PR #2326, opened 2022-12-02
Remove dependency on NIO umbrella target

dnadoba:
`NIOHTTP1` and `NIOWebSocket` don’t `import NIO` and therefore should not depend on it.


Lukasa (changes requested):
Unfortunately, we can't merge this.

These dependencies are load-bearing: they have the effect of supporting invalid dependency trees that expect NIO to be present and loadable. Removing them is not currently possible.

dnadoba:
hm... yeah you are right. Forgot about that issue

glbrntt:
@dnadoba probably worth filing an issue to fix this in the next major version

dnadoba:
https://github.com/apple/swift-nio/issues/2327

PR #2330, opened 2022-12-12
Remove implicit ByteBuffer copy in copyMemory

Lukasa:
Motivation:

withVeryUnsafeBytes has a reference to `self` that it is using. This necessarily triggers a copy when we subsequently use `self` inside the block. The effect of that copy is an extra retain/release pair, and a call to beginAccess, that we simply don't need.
------------------------------------
- [Task prompt]: Write the material above out again, exactly as it reads.

- [Result]:
PR #2326, opened 2022-12-02
Remove dependency on NIO umbrella target

dnadoba:
`NIOHTTP1` and `NIOWebSocket` don’t `import NIO` and therefore should not depend on it.


Lukasa (changes requested):
Unfortunately, we can't merge this.

These dependencies are load-bearing: they have the effect of supporting invalid dependency trees that expect NIO to be present and loadable. Removing them is not currently possible.

dnadoba:
hm... yeah you are right. Forgot about that issue

glbrntt:
@dnadoba probably worth filing an issue to fix this in the next major version

dnadoba:
https://github.com/apple/swift-nio/issues/2327

PR #2330, opened 2022-12-12
Remove implicit ByteBuffer copy in copyMemory

Lukasa:
Motivation:

withVeryUnsafeBytes has a reference to `self` that it is using. This necessarily triggers a copy when we subsequently use `self` inside the block. The effect of that copy is an extra retain/release pair, and a call to beginAccess, that we simply don't need.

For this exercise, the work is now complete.